• _EXERCISE DATA_:
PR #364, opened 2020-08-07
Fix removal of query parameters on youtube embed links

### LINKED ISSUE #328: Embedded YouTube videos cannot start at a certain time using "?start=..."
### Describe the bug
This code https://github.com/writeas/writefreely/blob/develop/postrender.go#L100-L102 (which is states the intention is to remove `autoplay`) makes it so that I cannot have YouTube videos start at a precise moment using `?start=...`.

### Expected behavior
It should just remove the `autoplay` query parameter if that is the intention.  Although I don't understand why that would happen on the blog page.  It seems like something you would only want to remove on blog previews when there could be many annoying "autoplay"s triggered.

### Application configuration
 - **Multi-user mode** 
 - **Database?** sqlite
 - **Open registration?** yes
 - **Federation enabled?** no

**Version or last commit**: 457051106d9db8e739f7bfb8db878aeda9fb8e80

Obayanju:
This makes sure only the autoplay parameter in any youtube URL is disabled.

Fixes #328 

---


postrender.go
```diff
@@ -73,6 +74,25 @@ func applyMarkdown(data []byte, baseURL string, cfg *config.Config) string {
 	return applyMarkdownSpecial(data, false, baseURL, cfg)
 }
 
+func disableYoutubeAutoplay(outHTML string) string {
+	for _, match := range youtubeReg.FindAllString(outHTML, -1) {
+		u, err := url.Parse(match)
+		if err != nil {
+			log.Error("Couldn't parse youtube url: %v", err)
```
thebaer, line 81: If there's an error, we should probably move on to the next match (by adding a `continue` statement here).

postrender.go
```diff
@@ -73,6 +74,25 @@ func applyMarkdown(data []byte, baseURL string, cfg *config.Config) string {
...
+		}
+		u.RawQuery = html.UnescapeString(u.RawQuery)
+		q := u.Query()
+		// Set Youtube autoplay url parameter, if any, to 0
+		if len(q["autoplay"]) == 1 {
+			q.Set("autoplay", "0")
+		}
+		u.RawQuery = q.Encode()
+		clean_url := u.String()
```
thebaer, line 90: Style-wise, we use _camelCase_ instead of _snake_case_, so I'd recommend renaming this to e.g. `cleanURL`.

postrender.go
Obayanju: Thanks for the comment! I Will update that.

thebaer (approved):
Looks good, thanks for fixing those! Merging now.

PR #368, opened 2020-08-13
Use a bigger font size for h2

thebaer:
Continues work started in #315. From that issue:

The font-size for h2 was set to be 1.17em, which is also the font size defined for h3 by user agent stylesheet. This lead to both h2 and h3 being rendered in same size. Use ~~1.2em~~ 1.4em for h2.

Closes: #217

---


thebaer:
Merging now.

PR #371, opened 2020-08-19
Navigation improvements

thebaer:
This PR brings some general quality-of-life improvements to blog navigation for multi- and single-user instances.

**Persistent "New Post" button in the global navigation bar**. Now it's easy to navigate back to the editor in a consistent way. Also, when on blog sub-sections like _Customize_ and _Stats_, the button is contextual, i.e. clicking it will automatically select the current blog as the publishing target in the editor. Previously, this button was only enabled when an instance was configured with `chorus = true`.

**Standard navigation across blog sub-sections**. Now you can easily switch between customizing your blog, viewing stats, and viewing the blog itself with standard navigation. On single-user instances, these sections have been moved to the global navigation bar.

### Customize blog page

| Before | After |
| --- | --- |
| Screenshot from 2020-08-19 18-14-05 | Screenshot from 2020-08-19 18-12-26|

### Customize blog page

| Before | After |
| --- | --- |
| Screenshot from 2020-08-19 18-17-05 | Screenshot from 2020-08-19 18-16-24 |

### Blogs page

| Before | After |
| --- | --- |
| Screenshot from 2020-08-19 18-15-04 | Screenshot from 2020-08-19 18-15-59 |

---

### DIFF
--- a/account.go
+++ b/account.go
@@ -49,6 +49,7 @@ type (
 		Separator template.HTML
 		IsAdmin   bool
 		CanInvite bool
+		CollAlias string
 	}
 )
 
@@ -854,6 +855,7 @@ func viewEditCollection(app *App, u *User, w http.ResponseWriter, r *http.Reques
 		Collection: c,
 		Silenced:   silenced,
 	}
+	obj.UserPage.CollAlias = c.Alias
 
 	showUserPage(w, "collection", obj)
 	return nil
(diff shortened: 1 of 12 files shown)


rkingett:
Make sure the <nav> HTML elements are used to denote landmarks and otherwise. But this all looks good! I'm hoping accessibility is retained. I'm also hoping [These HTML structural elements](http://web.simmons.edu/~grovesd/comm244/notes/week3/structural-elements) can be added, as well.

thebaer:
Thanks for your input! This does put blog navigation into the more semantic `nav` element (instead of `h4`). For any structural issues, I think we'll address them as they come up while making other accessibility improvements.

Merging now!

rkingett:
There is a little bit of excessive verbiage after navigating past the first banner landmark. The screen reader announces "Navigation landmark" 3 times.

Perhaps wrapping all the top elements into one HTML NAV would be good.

...

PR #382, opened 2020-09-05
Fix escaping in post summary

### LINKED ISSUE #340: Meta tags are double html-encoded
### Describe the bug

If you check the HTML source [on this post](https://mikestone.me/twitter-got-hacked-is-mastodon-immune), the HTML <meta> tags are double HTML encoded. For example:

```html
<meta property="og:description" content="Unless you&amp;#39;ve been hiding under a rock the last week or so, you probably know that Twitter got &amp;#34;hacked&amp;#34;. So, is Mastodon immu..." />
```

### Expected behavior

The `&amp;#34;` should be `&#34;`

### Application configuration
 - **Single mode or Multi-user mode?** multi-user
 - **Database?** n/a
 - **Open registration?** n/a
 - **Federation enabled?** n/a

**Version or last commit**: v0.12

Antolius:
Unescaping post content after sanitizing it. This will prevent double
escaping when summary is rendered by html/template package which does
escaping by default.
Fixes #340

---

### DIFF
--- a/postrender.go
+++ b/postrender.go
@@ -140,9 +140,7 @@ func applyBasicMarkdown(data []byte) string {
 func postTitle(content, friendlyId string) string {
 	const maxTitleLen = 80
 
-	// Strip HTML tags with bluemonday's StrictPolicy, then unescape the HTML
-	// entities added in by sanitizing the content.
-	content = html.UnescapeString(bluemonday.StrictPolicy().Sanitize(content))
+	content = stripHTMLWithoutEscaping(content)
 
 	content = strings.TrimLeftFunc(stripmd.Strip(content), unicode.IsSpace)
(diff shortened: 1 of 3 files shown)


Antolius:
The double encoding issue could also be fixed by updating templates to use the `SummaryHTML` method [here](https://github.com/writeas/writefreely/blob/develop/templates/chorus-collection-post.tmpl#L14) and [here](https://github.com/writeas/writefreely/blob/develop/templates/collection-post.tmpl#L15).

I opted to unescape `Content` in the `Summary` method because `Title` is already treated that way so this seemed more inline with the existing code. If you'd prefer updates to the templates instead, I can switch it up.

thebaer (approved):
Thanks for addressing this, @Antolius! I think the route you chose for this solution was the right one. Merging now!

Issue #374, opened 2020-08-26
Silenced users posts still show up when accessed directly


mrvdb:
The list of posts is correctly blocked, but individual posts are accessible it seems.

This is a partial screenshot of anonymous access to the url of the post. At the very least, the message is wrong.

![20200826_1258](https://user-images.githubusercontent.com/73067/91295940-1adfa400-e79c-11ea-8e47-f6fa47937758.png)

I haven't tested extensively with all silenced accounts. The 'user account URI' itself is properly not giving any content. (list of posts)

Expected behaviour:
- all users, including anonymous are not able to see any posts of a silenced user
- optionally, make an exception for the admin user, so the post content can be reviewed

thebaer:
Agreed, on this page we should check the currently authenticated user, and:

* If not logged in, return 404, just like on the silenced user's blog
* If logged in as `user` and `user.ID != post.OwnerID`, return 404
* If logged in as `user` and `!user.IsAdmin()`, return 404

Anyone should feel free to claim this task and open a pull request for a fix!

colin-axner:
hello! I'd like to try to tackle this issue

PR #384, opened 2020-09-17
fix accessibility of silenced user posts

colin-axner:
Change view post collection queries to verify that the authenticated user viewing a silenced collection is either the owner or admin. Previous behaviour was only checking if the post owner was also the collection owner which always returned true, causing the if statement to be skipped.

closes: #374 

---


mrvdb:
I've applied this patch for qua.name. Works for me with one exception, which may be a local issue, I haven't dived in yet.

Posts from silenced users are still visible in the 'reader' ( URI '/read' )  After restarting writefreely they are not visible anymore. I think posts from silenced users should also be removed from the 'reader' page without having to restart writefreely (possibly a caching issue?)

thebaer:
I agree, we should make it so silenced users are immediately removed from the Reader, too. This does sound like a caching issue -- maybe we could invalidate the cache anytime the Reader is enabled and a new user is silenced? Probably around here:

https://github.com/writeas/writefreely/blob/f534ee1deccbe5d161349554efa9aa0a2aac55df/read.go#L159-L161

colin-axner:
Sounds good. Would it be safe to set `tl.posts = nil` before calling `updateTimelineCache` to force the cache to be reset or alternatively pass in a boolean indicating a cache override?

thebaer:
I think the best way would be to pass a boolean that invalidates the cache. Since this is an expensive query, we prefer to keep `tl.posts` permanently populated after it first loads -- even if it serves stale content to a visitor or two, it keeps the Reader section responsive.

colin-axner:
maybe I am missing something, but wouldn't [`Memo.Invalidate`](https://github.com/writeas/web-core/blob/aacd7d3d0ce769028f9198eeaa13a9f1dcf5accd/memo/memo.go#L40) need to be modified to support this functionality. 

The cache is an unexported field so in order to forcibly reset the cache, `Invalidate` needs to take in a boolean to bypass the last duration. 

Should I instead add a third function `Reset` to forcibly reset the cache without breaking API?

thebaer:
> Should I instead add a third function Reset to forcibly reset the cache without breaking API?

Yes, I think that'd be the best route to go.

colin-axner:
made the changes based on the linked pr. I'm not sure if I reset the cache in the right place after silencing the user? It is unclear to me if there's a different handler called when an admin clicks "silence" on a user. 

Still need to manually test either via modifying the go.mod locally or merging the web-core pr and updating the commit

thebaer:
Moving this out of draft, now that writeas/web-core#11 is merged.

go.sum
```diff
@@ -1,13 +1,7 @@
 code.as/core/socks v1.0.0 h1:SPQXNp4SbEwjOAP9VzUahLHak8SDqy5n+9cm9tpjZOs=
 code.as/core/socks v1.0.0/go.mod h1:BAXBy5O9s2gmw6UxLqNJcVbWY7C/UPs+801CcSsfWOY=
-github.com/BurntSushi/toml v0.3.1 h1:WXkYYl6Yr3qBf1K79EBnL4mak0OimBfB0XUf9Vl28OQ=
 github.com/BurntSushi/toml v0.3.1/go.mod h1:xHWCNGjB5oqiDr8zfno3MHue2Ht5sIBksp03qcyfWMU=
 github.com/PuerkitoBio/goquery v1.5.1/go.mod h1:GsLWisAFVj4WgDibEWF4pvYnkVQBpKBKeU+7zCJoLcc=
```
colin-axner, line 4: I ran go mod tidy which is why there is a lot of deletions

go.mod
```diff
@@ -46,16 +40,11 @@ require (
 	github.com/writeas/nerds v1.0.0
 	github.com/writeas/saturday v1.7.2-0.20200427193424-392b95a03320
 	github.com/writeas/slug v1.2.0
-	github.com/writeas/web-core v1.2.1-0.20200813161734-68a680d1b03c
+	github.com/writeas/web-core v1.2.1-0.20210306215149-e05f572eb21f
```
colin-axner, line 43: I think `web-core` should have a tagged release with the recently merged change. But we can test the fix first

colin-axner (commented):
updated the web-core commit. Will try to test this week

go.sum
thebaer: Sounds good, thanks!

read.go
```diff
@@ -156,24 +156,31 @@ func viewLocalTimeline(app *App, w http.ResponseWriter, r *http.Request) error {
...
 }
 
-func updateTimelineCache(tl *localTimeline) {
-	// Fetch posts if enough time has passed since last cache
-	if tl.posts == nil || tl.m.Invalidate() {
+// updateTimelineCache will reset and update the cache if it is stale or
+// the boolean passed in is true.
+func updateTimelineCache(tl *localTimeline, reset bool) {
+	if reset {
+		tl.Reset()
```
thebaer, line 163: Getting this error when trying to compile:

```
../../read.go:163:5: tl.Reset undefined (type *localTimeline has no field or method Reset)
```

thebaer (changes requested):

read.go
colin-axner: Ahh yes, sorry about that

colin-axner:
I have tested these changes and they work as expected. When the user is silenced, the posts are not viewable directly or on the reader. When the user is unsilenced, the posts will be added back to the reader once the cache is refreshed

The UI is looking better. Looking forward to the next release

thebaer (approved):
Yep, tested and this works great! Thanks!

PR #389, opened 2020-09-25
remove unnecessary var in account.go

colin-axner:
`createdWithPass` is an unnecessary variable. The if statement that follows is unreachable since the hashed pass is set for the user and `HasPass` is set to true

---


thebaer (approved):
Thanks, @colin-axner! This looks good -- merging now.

--

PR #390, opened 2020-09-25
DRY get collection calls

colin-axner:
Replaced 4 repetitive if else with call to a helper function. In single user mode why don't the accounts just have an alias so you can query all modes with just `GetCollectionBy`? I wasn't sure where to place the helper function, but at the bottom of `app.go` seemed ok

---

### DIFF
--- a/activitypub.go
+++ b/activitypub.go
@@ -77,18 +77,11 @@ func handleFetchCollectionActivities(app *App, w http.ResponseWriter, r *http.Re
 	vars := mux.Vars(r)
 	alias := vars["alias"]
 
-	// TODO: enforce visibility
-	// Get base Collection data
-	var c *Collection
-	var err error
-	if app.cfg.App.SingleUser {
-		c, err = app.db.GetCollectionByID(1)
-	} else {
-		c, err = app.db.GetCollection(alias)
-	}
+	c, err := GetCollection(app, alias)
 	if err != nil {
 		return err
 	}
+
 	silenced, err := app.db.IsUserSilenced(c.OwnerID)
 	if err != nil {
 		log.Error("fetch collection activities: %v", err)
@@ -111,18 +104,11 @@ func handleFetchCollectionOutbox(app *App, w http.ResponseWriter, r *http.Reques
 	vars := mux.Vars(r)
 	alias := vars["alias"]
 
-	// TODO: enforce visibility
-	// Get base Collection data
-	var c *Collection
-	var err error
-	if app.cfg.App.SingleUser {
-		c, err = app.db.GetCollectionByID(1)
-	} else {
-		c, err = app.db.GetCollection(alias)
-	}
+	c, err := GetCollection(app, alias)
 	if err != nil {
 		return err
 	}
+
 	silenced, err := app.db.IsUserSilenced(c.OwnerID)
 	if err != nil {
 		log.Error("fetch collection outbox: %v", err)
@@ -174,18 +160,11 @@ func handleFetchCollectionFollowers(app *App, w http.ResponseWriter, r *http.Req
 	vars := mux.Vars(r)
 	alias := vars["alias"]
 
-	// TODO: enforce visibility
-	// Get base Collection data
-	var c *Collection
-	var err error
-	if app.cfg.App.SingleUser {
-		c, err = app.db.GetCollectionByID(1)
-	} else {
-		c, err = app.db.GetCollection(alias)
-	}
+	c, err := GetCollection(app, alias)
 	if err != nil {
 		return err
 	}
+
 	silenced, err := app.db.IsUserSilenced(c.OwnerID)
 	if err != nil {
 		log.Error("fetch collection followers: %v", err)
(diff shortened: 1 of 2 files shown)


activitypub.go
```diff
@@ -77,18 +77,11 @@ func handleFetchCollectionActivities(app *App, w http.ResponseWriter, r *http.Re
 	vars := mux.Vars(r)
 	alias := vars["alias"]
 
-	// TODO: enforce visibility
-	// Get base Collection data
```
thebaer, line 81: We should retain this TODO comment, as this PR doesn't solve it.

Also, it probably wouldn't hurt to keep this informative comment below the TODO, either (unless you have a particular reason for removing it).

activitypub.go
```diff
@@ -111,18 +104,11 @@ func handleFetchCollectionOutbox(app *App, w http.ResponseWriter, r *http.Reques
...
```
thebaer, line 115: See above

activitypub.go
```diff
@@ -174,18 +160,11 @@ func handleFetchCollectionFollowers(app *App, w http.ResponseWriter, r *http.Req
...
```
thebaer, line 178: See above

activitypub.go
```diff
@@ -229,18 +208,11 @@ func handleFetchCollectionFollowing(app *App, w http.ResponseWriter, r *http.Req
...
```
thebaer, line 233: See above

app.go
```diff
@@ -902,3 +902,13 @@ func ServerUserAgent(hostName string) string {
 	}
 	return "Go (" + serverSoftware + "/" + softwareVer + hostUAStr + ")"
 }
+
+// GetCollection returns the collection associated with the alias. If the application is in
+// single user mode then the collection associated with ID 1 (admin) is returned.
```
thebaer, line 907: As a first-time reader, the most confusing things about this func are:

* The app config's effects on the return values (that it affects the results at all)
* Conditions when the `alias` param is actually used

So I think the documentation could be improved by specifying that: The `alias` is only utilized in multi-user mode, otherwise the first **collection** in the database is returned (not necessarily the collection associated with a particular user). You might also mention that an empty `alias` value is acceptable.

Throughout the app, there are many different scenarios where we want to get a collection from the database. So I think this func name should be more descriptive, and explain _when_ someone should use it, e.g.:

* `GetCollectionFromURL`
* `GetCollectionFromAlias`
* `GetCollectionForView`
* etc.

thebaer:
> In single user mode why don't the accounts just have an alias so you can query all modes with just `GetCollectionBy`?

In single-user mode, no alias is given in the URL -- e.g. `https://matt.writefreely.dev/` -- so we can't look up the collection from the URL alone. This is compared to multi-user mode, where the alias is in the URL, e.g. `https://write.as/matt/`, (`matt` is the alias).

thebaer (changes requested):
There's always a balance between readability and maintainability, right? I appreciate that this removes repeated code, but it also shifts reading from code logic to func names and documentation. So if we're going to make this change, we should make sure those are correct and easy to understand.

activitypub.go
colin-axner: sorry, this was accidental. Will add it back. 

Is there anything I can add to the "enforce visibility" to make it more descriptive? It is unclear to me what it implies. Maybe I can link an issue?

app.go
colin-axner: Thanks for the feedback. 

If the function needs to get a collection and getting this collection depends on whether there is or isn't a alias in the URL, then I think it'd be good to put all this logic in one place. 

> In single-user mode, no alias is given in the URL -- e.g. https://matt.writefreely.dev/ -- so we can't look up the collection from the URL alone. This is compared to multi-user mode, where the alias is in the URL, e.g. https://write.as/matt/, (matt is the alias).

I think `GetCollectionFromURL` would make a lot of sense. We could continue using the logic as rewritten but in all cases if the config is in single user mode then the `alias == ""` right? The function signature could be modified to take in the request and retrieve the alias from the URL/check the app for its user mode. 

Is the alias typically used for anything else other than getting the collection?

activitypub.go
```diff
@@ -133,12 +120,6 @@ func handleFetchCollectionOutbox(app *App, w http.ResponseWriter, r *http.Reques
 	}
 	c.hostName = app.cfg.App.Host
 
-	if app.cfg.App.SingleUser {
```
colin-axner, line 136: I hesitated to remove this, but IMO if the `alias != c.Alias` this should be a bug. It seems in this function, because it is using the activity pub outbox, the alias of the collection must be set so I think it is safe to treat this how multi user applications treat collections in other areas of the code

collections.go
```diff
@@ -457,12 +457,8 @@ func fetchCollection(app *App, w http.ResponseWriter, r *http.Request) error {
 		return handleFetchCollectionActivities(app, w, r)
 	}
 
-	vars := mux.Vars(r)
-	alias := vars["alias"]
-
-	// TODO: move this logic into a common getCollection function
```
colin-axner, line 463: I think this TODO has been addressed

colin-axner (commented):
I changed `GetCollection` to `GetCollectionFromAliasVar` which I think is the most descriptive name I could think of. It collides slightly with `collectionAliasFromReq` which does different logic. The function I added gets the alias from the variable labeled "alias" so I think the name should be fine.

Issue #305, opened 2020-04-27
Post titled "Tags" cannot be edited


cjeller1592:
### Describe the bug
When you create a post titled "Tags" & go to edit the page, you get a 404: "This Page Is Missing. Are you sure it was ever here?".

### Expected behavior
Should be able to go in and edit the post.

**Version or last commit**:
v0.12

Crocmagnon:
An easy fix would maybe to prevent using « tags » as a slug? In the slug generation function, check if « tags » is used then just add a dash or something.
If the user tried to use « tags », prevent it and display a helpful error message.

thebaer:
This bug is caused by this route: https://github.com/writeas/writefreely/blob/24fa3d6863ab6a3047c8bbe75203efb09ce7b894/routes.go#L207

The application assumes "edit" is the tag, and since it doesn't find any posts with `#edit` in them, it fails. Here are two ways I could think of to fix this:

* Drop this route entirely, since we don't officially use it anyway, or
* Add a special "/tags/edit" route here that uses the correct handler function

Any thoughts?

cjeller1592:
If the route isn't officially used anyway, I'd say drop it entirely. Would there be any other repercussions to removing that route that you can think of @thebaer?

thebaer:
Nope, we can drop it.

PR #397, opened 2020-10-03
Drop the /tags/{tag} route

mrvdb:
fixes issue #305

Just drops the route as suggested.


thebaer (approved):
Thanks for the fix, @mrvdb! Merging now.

• _WHAT YOU ARE ASKED TO DO_: Using the listing above, state the count of lines that include "only" and nothing else.

• _RESULT_: 5